- _EXERCISE BRIEF_: Reproduce the data, keeping every word exactly as it is.
(GIVEN RECORDS Opens)
Issue #971, opened 2022-06-18
CSS terminal values extracted as non-terminals


cdoublev:
For example, `annotation(<feature-value-name>)` is extracted as `"<annotation()>": { "value": "annotation(<feature-value-name>)" }` from [CSS Fonts 4](https://drafts.csswg.org/css-fonts-4/#annotation) but `<annotation()>` does not appear in any value definition.

`annotation(<feature-value-name>)` is marked up with `data-dfn-type="value"` and according to https://github.com/w3c/csswg-drafts/issues/7380#issuecomment-1159125937, it should be treated the same as a keyword:

> While our functions are often uniquely named, they should in fact be treated the same as keywords - potentially context-sensitive.

I think it should be extracted as `"annotation(<feature-value-name>)": { "prose": "Enables display of alternate annotation forms (font specific, OpenType feature: nalt <feature-index>)" }` or just ignored (like keywords).

Note that some non-terminals looks like function, eg. `<calc()>`, and some terminals are annoted between angled brackets, eg. `<number>`. [`<image-set()>`](https://drafts.csswg.org/css-images-4/#funcdef-image-set) is an example of a function definition (with `data-dfn-type="function"`) referenced as a production ([terminal - CSS basic data type - or non-terminal wrapped between `<` and `>`](https://drafts.csswg.org/css-values-4/#component-types)) from another definition, [`<image>`](https://drafts.csswg.org/css-images-4/#typedef-image):

> `<image> = <url> | <image()> | <image-set()> | <cross-fade()> | <element()> | <gradient>`

Note that in its definition, `<image-set()>` is not wrapped between `<` and `>`, which may seem confusing...:

> `image-set() = image-set( <image-set-option># )`

...whereas eg. `<calc()>` is defined with `data-link-type="function"` as:

> `<calc()>  = calc( <calc-sum> )`

tidoust:
Yes, we could look into `data-dfn-type` to create entries that go into `valuespaces`, and e.g. only consider the ones defined with a `data-dfn-type="function"`. That would provide more consistent results with fewer dangling values, even though we would miss a number of entries that are currently defined as `value` whereas it seems to me that they should rather be `function`. Typically, I would expect to see `annotation()` defined as `function`, and referenced through `<annotation()>` from the definition of `font-variant-alternates` so as to be able to create a link between to the definition of `annotation`, as done in some other CSS specs.

[...]

PR #976, opened 2022-06-23
Re-write CSS extraction module based on "data-dfn-type"

tidoust:
This re-writes the CSS extraction module to rely on the `data-dfn-type` attribute, as discussed in #971.

Only production definitions marked with `type` or `function` get extracted.

As an exception to the rule, `<pre>` tags are parsed separately because, while CSS specs consistently use dfns in other forms of production rules, they sometimes mix dfns and references in `<pre>` tags, as in:
https://drafts.csswg.org/css-values-4/#calc-syntax

When definition appears in prose, the paragraph is copied.

I checked the result against webref. This does produce better extracts in the sense of:
- It creates fewer dangling values that don't really exist as such in the spec, or at least that CSS specs don't define as non-terminal values
- It adds values defined in prose, along with a textual representation of the definition. The textual representation is probably not going to be extremely useful but it's at least useful when one reviews the extract. The values themselves will be useful to study "holes" in the grammar.

There are a few things that are not necessarily correct but, as far as I can tell, this is a spec bug and not a bug in the extraction logic. For instance, The [`AnimationEvent` constructor](https://drafts.csswg.org/css-animations/#funcdef-animationevent) is defined as a CSS function in CSS Animations and thus is going to appear in the CSS extract, but that's a spec mistake. I propose to handle these over time through our usual mechanisms.

Note CSS patches in Webref will mostly likely need to be updated as a result of this update.

### DIFF
--- a/src/browserlib/extract-cssdfn.mjs
+++ b/src/browserlib/extract-cssdfn.mjs
@@ -178,143 +178,132 @@ const extractDlDfns = (doc, className, options) =>
 
 /**
  * Extract value spaces (non-terminal values) defined in the specification
+ *
+ * From a definitions data model perspective, non-terminal values are those
+ * defined with a `data-dfn-type` attribute equal to `type` or `function`. They
+ * form (at least in theory) a single namespace across CSS specs.
+ *
+ * Definitions with `data-dfn-type` attribute set to `value` are not extracted
+ * on purpose as they are typically namespaced to another construct (through a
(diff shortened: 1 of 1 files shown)


dontcallmedom (approved):

cdoublev:
FYI, the issue on the `AnimationEvent()` constructor has been [resolved](https://github.com/w3c/csswg-drafts/pull/7454).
(GIVEN RECORDS Closes)
- _TASK ANSWER_:
Issue #971, opened 2022-06-18
CSS terminal values extracted as non-terminals


cdoublev:
For example, `annotation(<feature-value-name>)` is extracted as `"<annotation()>": { "value": "annotation(<feature-value-name>)" }` from [CSS Fonts 4](https://drafts.csswg.org/css-fonts-4/#annotation) but `<annotation()>` does not appear in any value definition.

`annotation(<feature-value-name>)` is marked up with `data-dfn-type="value"` and according to https://github.com/w3c/csswg-drafts/issues/7380#issuecomment-1159125937, it should be treated the same as a keyword:

> While our functions are often uniquely named, they should in fact be treated the same as keywords - potentially context-sensitive.

I think it should be extracted as `"annotation(<feature-value-name>)": { "prose": "Enables display of alternate annotation forms (font specific, OpenType feature: nalt <feature-index>)" }` or just ignored (like keywords).

Note that some non-terminals looks like function, eg. `<calc()>`, and some terminals are annoted between angled brackets, eg. `<number>`. [`<image-set()>`](https://drafts.csswg.org/css-images-4/#funcdef-image-set) is an example of a function definition (with `data-dfn-type="function"`) referenced as a production ([terminal - CSS basic data type - or non-terminal wrapped between `<` and `>`](https://drafts.csswg.org/css-values-4/#component-types)) from another definition, [`<image>`](https://drafts.csswg.org/css-images-4/#typedef-image):

> `<image> = <url> | <image()> | <image-set()> | <cross-fade()> | <element()> | <gradient>`

Note that in its definition, `<image-set()>` is not wrapped between `<` and `>`, which may seem confusing...:

> `image-set() = image-set( <image-set-option># )`

...whereas eg. `<calc()>` is defined with `data-link-type="function"` as:

> `<calc()>  = calc( <calc-sum> )`

tidoust:
Yes, we could look into `data-dfn-type` to create entries that go into `valuespaces`, and e.g. only consider the ones defined with a `data-dfn-type="function"`. That would provide more consistent results with fewer dangling values, even though we would miss a number of entries that are currently defined as `value` whereas it seems to me that they should rather be `function`. Typically, I would expect to see `annotation()` defined as `function`, and referenced through `<annotation()>` from the definition of `font-variant-alternates` so as to be able to create a link between to the definition of `annotation`, as done in some other CSS specs.

[...]

PR #976, opened 2022-06-23
Re-write CSS extraction module based on "data-dfn-type"

tidoust:
This re-writes the CSS extraction module to rely on the `data-dfn-type` attribute, as discussed in #971.

Only production definitions marked with `type` or `function` get extracted.

As an exception to the rule, `<pre>` tags are parsed separately because, while CSS specs consistently use dfns in other forms of production rules, they sometimes mix dfns and references in `<pre>` tags, as in:
https://drafts.csswg.org/css-values-4/#calc-syntax

When definition appears in prose, the paragraph is copied.

I checked the result against webref. This does produce better extracts in the sense of:
- It creates fewer dangling values that don't really exist as such in the spec, or at least that CSS specs don't define as non-terminal values
- It adds values defined in prose, along with a textual representation of the definition. The textual representation is probably not going to be extremely useful but it's at least useful when one reviews the extract. The values themselves will be useful to study "holes" in the grammar.

There are a few things that are not necessarily correct but, as far as I can tell, this is a spec bug and not a bug in the extraction logic. For instance, The [`AnimationEvent` constructor](https://drafts.csswg.org/css-animations/#funcdef-animationevent) is defined as a CSS function in CSS Animations and thus is going to appear in the CSS extract, but that's a spec mistake. I propose to handle these over time through our usual mechanisms.

Note CSS patches in Webref will mostly likely need to be updated as a result of this update.

### DIFF
--- a/src/browserlib/extract-cssdfn.mjs
+++ b/src/browserlib/extract-cssdfn.mjs
@@ -178,143 +178,132 @@ const extractDlDfns = (doc, className, options) =>
 
 /**
  * Extract value spaces (non-terminal values) defined in the specification
+ *
+ * From a definitions data model perspective, non-terminal values are those
+ * defined with a `data-dfn-type` attribute equal to `type` or `function`. They
+ * form (at least in theory) a single namespace across CSS specs.
+ *
+ * Definitions with `data-dfn-type` attribute set to `value` are not extracted
+ * on purpose as they are typically namespaced to another construct (through a
(diff shortened: 1 of 1 files shown)


dontcallmedom (approved):

cdoublev:
FYI, the issue on the `AnimationEvent()` constructor has been [resolved](https://github.com/w3c/csswg-drafts/pull/7454).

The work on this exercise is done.